To the extent the proposed initiative attempts to provide its own ballot title, it violates Idaho statutory law. Idaho law makes it the duty of the Attorney General to provide a ballot title that gives a "true and impartial statement of the purpose of the measure and in such language that the ballot title shall not be intentionally an argument or likely to create prejudice either for or against the measure." Idaho Code § 34-1809(2). That consists of a "[d]istinctive short title not exceeding twenty (20) words by which the measure is commonly referred to or spoken of" and "[a] general title expressing in not more than two hundred (200) words the purpose of the measure." Id. § 34-1809(2)(d)(i)-(ii). Here, however, the proposed initiative provides both its own short and general titles, describing itself as "The Idaho Open Primaries Act" and making detailed descriptions of the purported "findings and intent" for the law. Pet. §§ 1-2. As noted above, these sections would not be enacted in Idaho Code as part of the law itself. And rather than being written as "true and impartial" descriptions of what the law accomplishes, the descriptions contain misleading phrases such as "open primary" that, for the reasons noted above, are likely to confuse voters about what the proposed initiative would do. Unlike a statutory enactment approved by the legislature, a proposed ballot initiative is not the product of legislative give-and-take, inclusive of amendments, nor is it tested against expert testimony. As such, it's inappropriate for the proposed initiative to assert "findings and intent" for the law.

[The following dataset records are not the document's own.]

PR #6716, opened 2018-10-23
I6715-AddonTitle update

### LINKED ISSUE #6715: Make the AddonTitle component a bit more flexible
Right now this component only returns an h1 tag. If we could make this a bit more flexible for the guide pages (and other components) we could make use of this more. 

See the updated addon cards:

Alt text

REF:
https://mozilla.invisionapp.com/d/main/#/console/15640858/324863887/preview

rebmullin:
fixes #6715

### DIFF
--- a/src/amo/components/AddonTitle/index.js
+++ b/src/amo/components/AddonTitle/index.js
@@ -14,7 +14,7 @@ import type { I18nType } from 'core/types/i18n';
 import './styles.scss';
 
 type Props = {|
-  ComponentTag?: string,
+  as?: string,
   addon: AddonType | null,
   linkToAddon?: boolean,
 |};
@@ -26,7 +26,7 @@ type InternalProps = {|
 |};
 
 export const AddonTitleBase = ({
-  ComponentTag = 'h1',
+  as: Component = 'h1',
   addon,
   i18n,
   isRTL,
@@ -59,7 +59,7 @@ export const AddonTitleBase = ({
   }
 
   return (
-    <ComponentTag className="AddonTitle">
+    <Component className="AddonTitle">
       {addon ? (
         <React.Fragment>
           {linkToAddon ? (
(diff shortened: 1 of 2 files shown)


src/amo/components/AddonTitle/index.js
```diff
@@ -56,35 +58,37 @@ export const AddonTitleBase = ({
     });
   }
 
-  return (
-    <h1 className="AddonTitle">
```
willdurand: Quick question: why not declaring a prop like `component` that defaults to `h1` and use it here?

rebmullin: yeh let me try that... thanks!

src/amo/components/AddonTitle/index.js
```diff
@@ -14,6 +14,7 @@ import type { I18nType } from 'core/types/i18n';
 import './styles.scss';
 
 type Props = {|
+  ComponentTag?: string,
```
willdurand: react-bootstrap uses `as` as prop, and i find it nice, but maybe `component` would be enough.

src/amo/components/AddonTitle/index.js
```diff
@@ -25,6 +26,7 @@ type InternalProps = {|
 |};
 
 export const AddonTitleBase = ({
+  ComponentTag = 'h1',
```
willdurand: If you go for `as` or `component`, you can then alias the prop to `Component` so that it can be instantiated by React:

```suggestion
  as: Component = 'h1',
```

src/amo/components/AddonTitle/index.js
rebmullin: hmm..I thought ComponentTag was more cleared since it's not an actual component and just the tag name. But `as` looks interesting...
I'll take a look at that:)

src/amo/components/AddonTitle/index.js
rebmullin: @willdurand, I've updated using "as" but I am still wondering if that's super clear. Do you think a "tag" or "wrapperTag" prop might be more clear? 

set up in this same way tho:

`tag: Component = 'h1',`

PR #6720, opened 2018-10-23
I6718 AMInstall button label

### LINKED ISSUE #6718: Make the AMInstallButton accept a custom label
Currently you can't adjust the install label but we need this for the guide page. 

See mock:

Alt text

rebmullin:
fixes #6718

### DIFF
--- a/src/core/components/AMInstallButton/index.js
+++ b/src/core/components/AMInstallButton/index.js
@@ -47,6 +47,7 @@ import './styles.scss';
 type Props = {|
   ...WithInstallHelpersInjectedProps,
   addon: AddonType,
+  buttonLabel?: string,
   className?: string,
   defaultInstallSource: string,
   disabled: boolean,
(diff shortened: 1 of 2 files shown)


src/core/components/AMInstallButton/index.js
```diff
@@ -47,6 +47,7 @@ import './styles.scss';
 type Props = {|
   ...WithInstallHelpersInjectedProps,
   addon: AddonType,
+  buttonLabel?: string,
```
willdurand: how about we call it `defaultButtonText` because that's what it is, no?

rebmullin: I see what you're saying (since it's under default in the switch) but I guess I don't think of this as default really because it's not used if it's not passed in.

willdurand: mmh hat's the default state, though

src/core/components/AMInstallButton/index.js
```diff
@@ -216,6 +217,9 @@ export class AMInstallButtonBase extends React.Component<InternalProps> {
         return i18n.gettext('Uninstalling');
       case INACTIVE:
       default:
+        if (defaultButtonText) {
+          return defaultButtonText;
+        }
```
willdurand: I'd add a blank line below.

PR #6721, opened 2018-10-23
Code to support AddonMoreInfo with internal version

### LINKED ISSUE #6651: Update AddonMoreInfo to use a version stored in the versions redux state
Depends on #6634 

As part of removing `current_version` from `addon`, update `AddonMoreInfo` to use a version retrieved via `mapStateToProps` instead of using `addon.current_version`.

bobsilverberg:
Fixes #6651

### DIFF
--- a/src/amo/components/AddonMoreInfo/index.js
+++ b/src/amo/components/AddonMoreInfo/index.js
@@ -5,6 +5,7 @@ import { compose } from 'redux';
 
 import AddonAdminLinks from 'amo/components/AddonAdminLinks';
 import Link from 'amo/components/Link';
+import { getVersionById } from 'amo/reducers/versions';
 import { STATS_VIEW } from 'core/constants';
 import translate from 'core/i18n/translate';
 import { hasPermission } from 'amo/reducers/users';
@@ -17,8 +18,9 @@ import {
 import Card from 'ui/components/Card';
 import DefinitionList, { Definition } from 'ui/components/DefinitionList';
 import LoadingText from 'ui/components/LoadingText';
-import type { I18nType } from 'core/types/i18n';
+import type { AddonVersionType } from 'amo/reducers/versions';
 import type { AppState } from 'amo/store';
+import type { I18nType } from 'core/types/i18n';
 
 type Props = {|
   addon: AddonType | null,
@@ -26,14 +28,15 @@ type Props = {|
 
 type InternalProps = {|
   ...Props,
+  hasStatsPermission: boolean,
   i18n: I18nType,
   userId: number | null,
-  hasStatsPermission: boolean,
+  version: AddonVersionType | null,
 |};
 
 export class AddonMoreInfoBase extends React.Component<InternalProps> {
   listContent() {
-    const { addon, i18n, userId, hasStatsPermission } = this.props;
+    const { addon, hasStatsPermission, i18n, userId, version } = this.props;
 
     if (!addon) {
       return this.renderDefinitions({
@@ -96,9 +99,8 @@ export class AddonMoreInfoBase extends React.Component<InternalProps> {
       );
     }
 
-    const currentVersion = addon.current_version;
     const lastUpdated = addon.last_updated;
-    const license = currentVersion && currentVersion.license;
+    const license = version && version.license;
     let versionLicenseLink = null;
 
     if (license) {
@@ -122,9 +124,7 @@ export class AddonMoreInfoBase extends React.Component<InternalProps> {
       supportEmail,
       statsLink,
       version:
-        currentVersion && addonHasVersionHistory(addon)
-          ? currentVersion.version
-          : null,
+        version && addonHasVersionHistory(addon) ? version.version : null,
       versionLastUpdated: lastUpdated
         ? i18n.sprintf(
             // translators: This will output, in English:
@@ -269,10 +269,15 @@ export class AddonMoreInfoBase extends React.Component<InternalProps> {
   }
 }
 
-export const mapStateToProps = (state: AppState) => {
+export const mapStateToProps = (state: AppState, ownProps: Props) => {
+  const { addon } = ownProps;
   return {
-    userId: state.users.currentUserID,
     hasStatsPermission: hasPermission(state, STATS_VIEW),
+    userId: state.users.currentUserID,
+    version:
+      addon && addon.currentVersionId
+        ? getVersionById({ id: addon.currentVersionId, state: state.versions })
+        : null,
   };
 };
 
--- a/src/amo/components/AddonMoreInfo/index.js
+++ b/src/amo/components/AddonMoreInfo/index.js
@@ -31,12 +31,18 @@ type InternalProps = {|
   hasStatsPermission: boolean,
   i18n: I18nType,
   userId: number | null,
-  version: AddonVersionType | null,
+  currentVersion: AddonVersionType | null,
 |};
 
 export class AddonMoreInfoBase extends React.Component<InternalProps> {
   listContent() {
-    const { addon, hasStatsPermission, i18n, userId, version } = this.props;
+    const {
+      addon,
+      hasStatsPermission,
+      i18n,
+      userId,
+      currentVersion,
+    } = this.props;
 
     if (!addon) {
       return this.renderDefinitions({
@@ -100,7 +106,7 @@ export class AddonMoreInfoBase extends React.Component<InternalProps> {
     }
 
     const lastUpdated = addon.last_updated;
-    const license = version && version.license;
+    const license = currentVersion && currentVersion.license;
     let versionLicenseLink = null;
 
     if (license) {
@@ -124,7 +130,9 @@ export class AddonMoreInfoBase extends React.Component<InternalProps> {
       supportEmail,
       statsLink,
       version:
-        version && addonHasVersionHistory(addon) ? version.version : null,
+        currentVersion && addonHasVersionHistory(addon)
+          ? currentVersion.version
+          : null,
       versionLastUpdated: lastUpdated
         ? i18n.sprintf(
             // translators: This will output, in English:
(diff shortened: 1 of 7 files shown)


tests/unit/amo/components/TestAddonMoreInfo.js
```diff
@@ -188,42 +197,22 @@ describe(__filename, () => {
...
+    store.dispatch(_loadVersions({ license: { name: 'justText', url: null } }));
+    const root = render({});
     expect(root.find('.AddonMoreInfo-license-link')).toHaveLength(0);
 
     const link = root.find('.AddonMoreInfo-license-name');
     expect(link.children()).toIncludeText('justText');
   });
 
-  it('does not render any license info if the license is null', () => {
-    const addon = createInternalAddon({
```
rebmullin: what happens if the license is null? Is that case covered still?

src/amo/components/AddonMoreInfo/index.js
```diff
@@ -269,10 +269,15 @@ export class AddonMoreInfoBase extends React.Component<InternalProps> {
...
 }
 
-export const mapStateToProps = (state: AppState) => {
+export const mapStateToProps = (state: AppState, ownProps: Props) => {
+  const { addon } = ownProps;
   return {
-    userId: state.users.currentUserID,
     hasStatsPermission: hasPermission(state, STATS_VIEW),
+    userId: state.users.currentUserID,
+    version:
```
rebmullin: nit: could we still call this `currentVersion`? that name would still be relevant right? I also think `version.version` (above) would be a bit clearer if the object and property name were different..

What do you think?

tests/unit/amo/components/TestAddonMoreInfo.js
bobsilverberg: I think when I wrote this patch I had updated the type definition so that license could never be null, which is why I removed this test, but then, during the review cycle I made license allowed to be null, so you're right, we need this test back. I have brought it back.

src/amo/components/AddonMoreInfo/index.js
bobsilverberg: Good suggestion, I like it! I've made that change too.

bobsilverberg:
> @bobsilverberg, I am not sure if this is expected but the license section doesn't show up anymore on a few extension pages that I happen to check... but I see it showing up in dev.

Thanks @rebmullin. That's definitely a bug. I'm looking into it now and I can see using the Redux tools that the data in state isn't what I would have expected it to be. I'm not sure why yet. I'll try to figure that out, and also figure out how this wasn't caught by a test.

bobsilverberg:
I found and fixed the problem, @rebmullin, including adding a test for the condition that caused it. Thanks again for catching that! This is ready for another look.

src/core/types/addons.js
```diff
@@ -53,7 +53,7 @@ type PartialExternalAddonVersionType = {|
 export type ExternalAddonVersionType = {|
   ...PartialExternalAddonVersionType,
   // The `text` property is omitted from addon.current_version.license.
-  license: { name: string, url: string },
+  license?: { name: string, url: string },
```
kumar303: The type you changed here is supposed to have a defined `license`. The one without a license is [`PartialExternalAddonVersionType`](https://github.com/mozilla/addons-frontend/blob/4181a0940045b271fae07fec217f70a9da61709e/src/core/types/addons.js#L39). Sometimes it's hard to make this kind of thing work with Flow but could you check the place where you expected to get a warning about an undefined `license`? You might be able to fix it by declaring the input as `PartialExternalAddonVersionType | ExternalAddonVersionType`

bobsilverberg: Ah, that makes more sense. I wasn't sure what the heck `PartialExternalAddonVersionType` was even for! I wasn't actually getting any warnings without the `?`, but I knew from the code I had to change that when recommendations are returned we don't get a `license` or `release_notes` for the `current_version`.

If I remove the `?` Flow is happy, but I think maybe something is incorrect somewhere. I tried to use `PartialExternalAddonVersionType` but then Flow had me running in circles because suddenly there were all kinds of errors.

@kumar303 Do you think this is something that needs to be fixed, or is it okay to just leave it as is, without the `?`.

kumar303: > I wasn't sure what the heck PartialExternalAddonVersionType was even for!

Maybe add a comment above it that would help your former self understand it?

> is it okay to just leave it as is, without the `?`.

Yeah, I suggest doing that. It's a bit of a headache trying to get Flow to understand union types consisting of complex objects so no need to spend a lot of time on it.

bobsilverberg: Nevermind, I got it working, although I'm not sure if it's correct. I'll flag you for a review, @kumar303.

src/amo/reducers/recommendations.js
```diff
@@ -83,7 +87,7 @@ export const fetchRecommendations = ({
 };
 
 export type LoadRecommendationsParams = {|
-  addons: Array<ExternalAddonType>,
+  addons: Array<PartialExternalAddonType>,
```
kumar303: Yep, this matches the API docs 👍

src/core/types/addons.js
```diff
@@ -158,6 +158,11 @@ export type ExternalAddonType = {|
   weekly_downloads: number,
 |};
 
+export type PartialExternalAddonType = {|
+  ...ExternalAddonType,
+  current_version?: PartialExternalAddonVersionType,
```
kumar303: Maybe just remove this type?

It doesn't seem very useful since `ExternalAddonType` already has a `current_version` definition to accommodate both types:

https://github.com/mozilla/addons-frontend/blob/a6765efa490a36617f4c3d908c0c5e7f4cac8eb6/src/core/types/addons.js#L120

Alternatively, you could try fixing `ExternalAddonType`.

tests/unit/amo/components/TestAddonMoreInfo.js
```diff
@@ -17,12 +18,16 @@ import {
   fakeAddon,
   fakeI18n,
   fakeTheme,
+  fakeVersion,
   shallowUntilTarget,
 } from 'tests/unit/helpers';
 import LoadingText from 'ui/components/LoadingText';
 
 describe(__filename, () => {
-  const { store } = dispatchClientMetadata();
```
kumar303: D'oh. How did that creep in? Sigh.

I did a quick search. This seemed to be the only one.

tests/unit/amo/components/TestAddonMoreInfo.js
```diff
@@ -89,15 +94,15 @@ describe(__filename, () => {
     delete partialAddon.homepage;
     delete partialAddon.support_email;
     delete partialAddon.support_url;
-    const root = render({ addon: createInternalAddon(partialAddon) });
```
kumar303: I guess this was serving the purpose of initializing `support_url` to an empty string (or whatever). Initializing to empty props seems like a good idea so maybe put this back?

tests/unit/amo/components/TestAddonMoreInfo.js
```diff
@@ -158,28 +163,32 @@ describe(__filename, () => {
...
 
-  it('renders the version number of an add-on', () => {
-    const addon = createInternalAddon({
-      ...fakeAddon,
-      current_version: {
-        ...fakeAddon.current_version,
-        version: '2.0.1',
-      },
+  const _loadVersions = (versionProps = {}) => {
+    return loadVersions({
```
kumar303: Usually we just include `store.dispatch()` in the helper itself since that's what you always need to do.

tests/unit/amo/reducers/test_versions.js
```diff
@@ -444,14 +444,49 @@ describe(__filename, () => {
...
+            id: versionId,
+          }),
+        ).toEqual(createInternalVersion(versionForRecommendations));
+      });
+
+      it('does not overwrite license and releaseNotes', () => {
+        const slug = 'some-slug';
+        let state = versionsReducer(
+          undefined,
+          loadVersions({ slug, versions: [version] }),
```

II. Both Constitutions Impose Election Requirements for Certain Offices.

A. State Constitution Sets Vote Thresholds for State Executives.

The proposed initiative's application of ranked choice voting for state executive office violates the Idaho Constitution. The Idaho Constitution provides that for the statewide executive branch offices, the candidate "having the highest number of votes for the office voted for shall be elected." IDAHO CONST. art. IV, § 2. This means that a majority of the votes cast is not necessary; instead, whoever gets the most votes wins. In contrast, the proposed initiative sets the threshold to win election to any office at a majority of the remaining vote through a sequential tabulation process. The proposed initiative states that if no candidate receives a majority of the votes upon the count of the vote in the election, the election goes to a series of what it calls "instant runoff elections," but which are really subsequent rounds tabulating lower-ranked votes cast on general election ballots. The candidate with the fewest votes is eliminated in each round until one candidate has received a majority of ranked votes.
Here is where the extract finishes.